# Her son caught his mother cheating with his granddad. So she murdered him



## MattMatt (May 19, 2012)

https://uk.yahoo.com/news/mum-killed-her-son-8-090019951.html



> Mum killed her son, 8, when he ‘discovered her affair with his GRANDAD’


Leaves me feeling cold. How could she do that to her own flesh and blood?


----------



## EunuchMonk (Jan 3, 2016)

I read that they are only going to give her thirty years. Thirty years for murdering her son because he caught her with her pants down!!!! A little gender equality for you.


----------



## rockon (May 18, 2016)

:surprise: Damn.........I have no words for this level of barbarity.


----------



## MrsAldi (Apr 15, 2016)

I can't believe it  
Ending the life of an innocent child to cover up an affair. 
30 years? 
When did we stop giving life sentences? 




Sent from my B1-730HD using Tapatalk


----------



## MattMatt (May 19, 2012)

EunuchMonk said:


> I read that they are only going to give her thirty years. Thirty years for murdering her son because he caught her with her pants down!!!! A little gender equality for you.

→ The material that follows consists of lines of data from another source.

Issue #1180, opened 2020-04-10
Unable to compare two instances of graphene.ObjectType classes


spacether:
`__eq__` is not defined on graphene.ObjectType classes
Please add it so we can compare two instances of classes which inherit from graphene.ObjectType
using `self.assertEquals(obj, obj_other)`

KingDarBoja:
This issue can be closed as solved at #1157

PR #1181, opened 2020-04-12
Adds __eq__ and test of it

spacether:
This PR adds the `__eq__` method to the ObjectType class so instances of it can be compared
Tests of the new method has also been added.
Happy to add more tests my guess is that we may need to cover more use cases.

If merged, this will close out [this issue](https://github.com/graphql-python/graphene/issues/1180)

### DIFF
--- a/graphene/types/objecttype.py
+++ b/graphene/types/objecttype.py
@@ -118,6 +118,11 @@ class ObjectType(BaseType, metaclass=ObjectTypeMeta):
         **kwargs (Dict[str: Any]): Keyword arguments to use for Field values of value object
     """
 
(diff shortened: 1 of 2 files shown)


syrusakbary:
We just merged #1157, which indirectly added support for `__eq__` in Objects.

https://github.com/graphql-python/graphene/blob/master/graphene/types/tests/test_objecttype.py#L167-L173

Could test without the `__eq__` method addition but without any change on the ObjectType logic itself? (just adding the test if seeing if that passes)

spacether:
This PR is no longer needed because https://github.com/graphql-python/graphene/pull/1157 added the __eq__ method

Issue #1110, opened 2019-12-10
examples are added to site-packages


marnixlenoble:
When installing graphene using pip it creates an examples directory in site-packages with the star wars example schema.

I feel like it's improper to add a base examples directory. Either it should not be added or placed inside the graphene directory.

Steps to reproduce:

Start empty pipenv project

Run `pipenv install graphene`

In a python file: `from examples.starwars.schema import schema`

radekwlsk:
@marnixlenoble @jkimbo I've found that issue cause in `setup.py` and I could fix it.  Unfortunately there seems to be no easy way to make package `examples` an optional dependency when it is in the same repository. 
Maybe it will be a good idea to separate examples from main package and then it could be added as `extras_require={"examples": ["graphene-examples"]}`? Is it even necessary to allow installation of examples or are they here only for documentation purposes?

Mc01:
Seems like good starting point for `cleanup package content and setup.py` PR 😉 
@radekwlsk maybe you should provide solution proposal as new pull request with label `enhancement`?

radekwlsk:
@jkimbo #1187 resolved this issue, you may link the two together and close it.

jkimbo:
Yep this can be closed now.

PR #1187, opened 2020-04-17
Update excluded packages list to properly exclude examples package

radekwlsk:
As #1110 correctly states, currently `examples` package is installed alongside `graphene` which is probably not intended as `"examples"` is listed in `packages=find_packages(exclude=[...])` list.

I was able to fix it by changing examples in:
`packages=find_packages(exclude=["tests", "tests.*", "examples"])`
 to examples*:
`packages=find_packages(exclude=["tests", "tests.*", "examples*"])`

Unfortunately there seems to be no easy way to make package examples an optional dependency when it is in the same repository. Maybe it will be a good idea to separate examples from main package and then it could be added as extras_require={"examples": ["graphene-examples"]}?

Is it even necessary to allow installation of examples or are they here only for documentation purposes?

_Additional question:_
I am also not sure what `"tests"` in exclude is supposed to do as all test files are currently also included in package installation.

### DIFF
--- a/setup.py
+++ b/setup.py
@@ -80,7 +80,7 @@ setup(
         "Programming Language :: Python :: 3.8",
     ],
     keywords="api graphql protocol rest relay graphene",
-    packages=find_packages(exclude=["tests", "tests.*", "examples"]),
+    packages=find_packages(exclude=["tests", "tests.*", "examples*"]),
     install_requires=[
         "graphql-core>=3.1.0b1,<4",
         "graphql-relay>=3.0,<4",


radekwlsk:
@jkimbo Thanks for merging it so fast! Glad to make my first OSS contribution 🔥 

I will try to get on tests soon, it is possible that adding `*` to `tests` in excluded list will also do the trick.

radekwlsk:
@jkimbo After further investigating the `tests` packages in installation I've found that installing Graphene from source with 
```bash
$ pip install .
``` 
or from PyPI with 
```bash
$ pip install graphene
``` 
both include `tests`. 
But when first building a source distribution and the installing from it with 
```bash
$ python setup.py sdist
$ pip install dist/graphene-3.0b1.tar.gz
```
then the `tests` packages are indeed excluded even with current setup config.

Maybe the problem lies in how the Graphene is distributed through PyPI, not with the config?

jkimbo:
That is possible @radekwlsk . Also I'm not sure that excluding tests is a good idea actually because there are some cases where you would want to run the tests from the distribution. See https://github.com/graphql-python/graphene-django/issues/820

Do you have any objections to keeping the tests included as part of the release?

radekwlsk:
> Do you have any objections to keeping the tests included as part of the release?

None at all, I've just figured that was the intention behind `find_packages(exclude=["tests", "tests.*", ...])`. I am well ok with that.

jkimbo:
Yep I think that was the original intention but it seems that it's useful for some cases. I'll remove it from the exclude list.

PR #1219, opened 2020-06-27
ObjectType meta arguments

jkimbo:
This PR updates ObjectType to allow arguments to be passed to the metaclass.

### DIFF
--- a/graphene/types/objecttype.py
+++ b/graphene/types/objecttype.py
@@ -20,13 +20,32 @@ class ObjectTypeOptions(BaseOptions):
 
 
 class ObjectTypeMeta(BaseTypeMeta):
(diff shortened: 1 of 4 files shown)


graphene/types/objecttype.py
```diff
@@ -20,12 +20,14 @@ class ObjectTypeOptions(BaseOptions):
 
 
 class ObjectTypeMeta(BaseTypeMeta):
-    def __new__(cls, name, bases, namespace):
+    def __new__(cls, name_, bases, namespace, **kwargs):
```
syrusakbary, line 23: We shouldn't use `**kwargs` here. It's intended that the `ObjectTypeMeta` (and any other `*Meta`) have explicit defined values and types.

PR #1221, opened 2020-07-01
Add Base64 scalar

EpicEric:


graphene/types/base64.py
```diff
@@ -0,0 +1,45 @@
+from __future__ import absolute_import
```
jkimbo, line 1: I don't think you need this import

graphene/types/tests/test_base64.py
```diff
@@ -0,0 +1,101 @@
...
+        return 42
+
+
+schema = Schema(query=Query)
+
+
+def test_base64_query():
+    base64_value = base64.b64encode(b"Random string").decode("utf-8")
+    result = schema.execute(
+        """{ base64(input: "%s", match: "Random string") }""" % base64_value
```
jkimbo, line 38:
```suggestion
        """{ base64(input: "{}", match: "Random string") }""".format(base64_value)
```

EpicEric: Using `{}` to format this query means escaping other curly brackets -- which is probably the reason the old formatting is used --, but it can be done:

```diff
-        """{ base64(input: "%s", match: "Random string") }""" % base64_value
+        """{{ base64(input: "{}", match: "Random string") }}""".format(base64_value)
```

I've applied the change above.

jkimbo: Oh good point. Thanks for making the change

https://en.wikipedia.org/wiki/Murder_(Italian_law)


----------



## EunuchMonk (Jan 3, 2016)

MattMatt said:


> https://en.wikipedia.org/wiki/Murder_(Italian_law)





> In detail, according to articles 576 and 577 is punishable with life imprisonment murder committed:
> 
> 1. In order to commit another crime, or in order to escape, of favor, or take advantage from another crime (art.61, sect.2);
> 
> ...


So she qualifies for, at least, a life sentence, according to number two?


----------



## The Middleman (Apr 30, 2012)

What kind of behavior would you expect from someone who would f**k her husband's father?


----------



## GusPolinski (Jan 21, 2014)

Geez. The dad's world has completely fallen apart.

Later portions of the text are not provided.